Zeymousians import building materials and not much else, Delby said, and work either on farms or for the high-tech companies that build the nano-robots that farm the farms. The rest of their time is spent outside, engaged in creative community, public art, recreation.
In this future they travel by Zeyball, a gyroscopic subway speeding through the Zoom Tube, commuters resting comfortably as the ball rolls at rocket speed toward the space port, the zoo, the art museum, the gardens, the school.
And about that school. It's a Montessori school, of course, just like the one these four kids attend. They are, in fact, the only students in this the first year of the Flathead Valley Montessori Academy, a pilot school that stretches local Montessori education into the seventh and eighth grades.
In Zeymous, all education is Montessori-based.
“Everyone's happy,” Sam Watson said. “There's even a disco. It's a smile-based economy.”
And a science-based town, with lots of research centers and a progressive technological solution to just about every problem.
Waste is recycled, composted, turned to food. Gray water is treated and pumped back up the tap. The earth's renewable energies are harnessed. Holographic shopping malls (remember Star Trek's “Next Generation”?) eliminate the need for big sprawling retail centers, and purchases are shipped straight to your home. Criminals are injected with the memories of having served harsh prison sentences, eliminating the need for expensive incarceration.
But the “chemical prison” is “sort of scary to me,” Delby said, as it meddles with self, invading the privacy of personal experience.
“I'm a little scared of our city, just because of that,” she said.
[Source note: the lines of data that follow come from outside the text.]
PR #6, opened 2018-10-19
Ensure only one open connection to API node

jontey:
When rest gateway receives a burst of transactions on startup, it will open a new connection for each request as `connectionService` has not saved the connection while waiting for the verification to complete.


Vektrat:
Hello, we are holding this PR because forcing connections on startup seems a bit like a hack, we are trying to come up with a cleaner solution within the connectionService

Vektrat:
Closing to clean up issues list, will consider again when cleaning up code, but definitely minor and no obvious clean strategy to approach this atm ^^ thanks for the heads up though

And with that these budding engineers and city planners become young ethicists, debating the nature of self and what it is that makes us who we are.
These, then, are lessons that go far beyond Engineers Week. These are lessons about how to live a life, how to get along in a world of people who don't always see eye to eye.
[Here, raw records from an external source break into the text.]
PR #20, opened 2019-04-10
Added a server info endpoint providing version number details

Vektrat:
I think this will help with reporting errors and the number of confusions that have sprouted lately with the increased dev activity

@dgarcia360 probably of interest for you for documentation, @evias also a "tool" you might find useful

### DIFF
--- a/catapult-sdk/src/model/ModelSchemaBuilder.js
+++ b/catapult-sdk/src/model/ModelSchemaBuilder.js
@@ -153,6 +153,10 @@ class ModelSchemaBuilder {
 				communicationTimestamps: { type: ModelType.object, schemaName: 'communicationTimestamps' }
 			},
 
+			serverInfo: {
+
+			},
+
 			storageInfo: {
 			}
 
--- a/catapult-sdk/src/model/ModelSchemaBuilder.js
+++ b/catapult-sdk/src/model/ModelSchemaBuilder.js
@@ -154,7 +154,6 @@ class ModelSchemaBuilder {
 			},
 
 			serverInfo: {
-
 			},
 
 			storageInfo: {
--- a/rest/src/routes/diagnosticRoutes.js
+++ b/rest/src/routes/diagnosticRoutes.js
@@ -20,15 +20,11 @@
 
 const routeResultTypes = require('./routeResultTypes');
 const routeUtils = require('./routeUtils');
+const { version: restVersion } = require('../../package.json');
+const { version: sdkVersion } = require('../../../catapult-sdk/package.json');
 
 module.exports = {
 	register: (server, db) => {
-		server.get('/diagnostic/storage', (req, res, next) =>
-			db.storageInfo().then(storageInfo => {
-				res.send({ payload: storageInfo, type: routeResultTypes.storageInfo });
-				next();
-			}));
-
 		server.get('/diagnostic/blocks/:height/limit/:limit', (req, res, next) => {
 			const parseUint = paramName => routeUtils.parseArgument(req.params, paramName, 'uint');
 			const height = parseUint('height');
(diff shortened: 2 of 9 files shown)


dgarcia360:
Developers could find confusing to have both ``node/info`` and ``diagnostic/serverInfo`` endpoints.

Consider one of the following improvements:

1. Move the new endpoint to ``/node/version``. To have a better experience, we could access the versions using an identifier instead of looking an ordered array.

    {
            "node": [nodeVersion](https://github.com/nemtech/catapult-server/blob/master/resources/config-node.properties#L51),
            "rest": restVersion,
            "sdk":sdkVersion
    }

2. Reuse``node/info`` endpoint. This already has a version field, which refers to the version defined in the node configuration parameters. The downside is that this change would break compatibility.

catapult-sdk/src/model/ModelSchemaBuilder.js
```diff
@@ -153,6 +153,10 @@ class ModelSchemaBuilder {
 				communicationTimestamps: { type: ModelType.object, schemaName: 'communicationTimestamps' }
 			},
 
+			serverInfo: {
+
```
Jaguar0625: match following `storageInfo ` format and don't have blank line

rest/src/routes/diagnosticRoutes.js
```diff
@@ -20,15 +20,11 @@
 
 const routeResultTypes = require('./routeResultTypes');
 const routeUtils = require('./routeUtils');
+const { version: restVersion } = require('../../package.json');
+const { version: sdkVersion } = require('../../../catapult-sdk/package.json');
```
Jaguar0625: clever 👍

rest/src/routes/diagnosticRoutes.js
```diff
@@ -39,5 +35,24 @@ module.exports = {
 				next();
 			});
 		});
+
+		server.get('/diagnostic/serverInfo', (req, res, next) => {
```
Jaguar0625: would probably prefer dropping info as /server and /storage seem more consistetn

rest/test/routes/diagnosticRoutes_spec.js
```diff
@@ -21,11 +21,72 @@
...
+			const next = () => {};
+			const res = {
+				send: response => {
+					sentResponse = response;
+				},
+				redirect: () => {
+					next();
+				}
+			};
+			// Act:
```
Jaguar0625: add newline

rest/test/routes/diagnosticRoutes_spec.js
```diff
@@ -21,11 +21,72 @@
...
+			let sentResponse;
+			const next = () => {};
+			const res = {
+				send: response => {
+					sentResponse = response;
+				},
+				redirect: () => {
+					next();
+				}
+			};
```
Jaguar0625: should really refactor these eventually ^^

rest/test/routes/diagnosticRoutes_spec.js
```diff
@@ -21,11 +21,72 @@
...
+			expect(sentResponse).to.deep.equal({
+				payload: {
+					serverInfo: {
+						restVersion,
+						sdkVersion
+					}
+				},
+				type: 'serverInfo'
+			});
+			done();
```
Jaguar0625: test is sync so i don't think you need to call done explicitly

rest/test/routes/diagnosticRoutes_spec.js
```diff
@@ -21,11 +21,72 @@
...
+			};
+			// Act:
+			const route = routes[endpointUnderTest];
+			route({}, res, next);
+
+			// Assert:
+			expect(sentResponse).to.deep.equal({
+				payload: {
+					serverInfo: {
+						restVersion,
```
Jaguar0625: doesn't matter but use same ordering in src + test

rest/test/routes/diagnosticRoutes_spec.js
```diff
@@ -21,11 +21,72 @@
...
+			const routes = {};
+			const server = {
+				get: (path, handler) => {
+					routes[path] = handler;
+				}
+			};
+
+			diagnosticRoutes.register(server, {});
+
+			let sentResponse;
```
Jaguar0625: sent -> captured ?

rest/test/routes/diagnosticRoutes_spec.js
Vektrat: yes, this is on the list of tech debt i owe you 😅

And in the end, these are lessons about how to live now, not 150 years from now. In many ways, Zeymous looks a lot like Kalispell, with its agriculture and its arts, its small-town ambiance and informal community connectedness.
“Personally, I'd add a ski hill,” Tartaglino said. “Then it would have everything.”
The others, too, would not change much.
“I like how it seems small, but it has everything,” Delby said.
“There's never not something to do,” Eberts agreed.
But the lines have blurred. Delby and Eberts aren't talking about Zeymous anymore. They're talking about Kalispell.
“In the end,” said teacher Jeff Pernell, “I think we've learned more about living here and now than about living in the future. Zeymous is a nice place to visit, but we still have to wake up here in Kalispell.”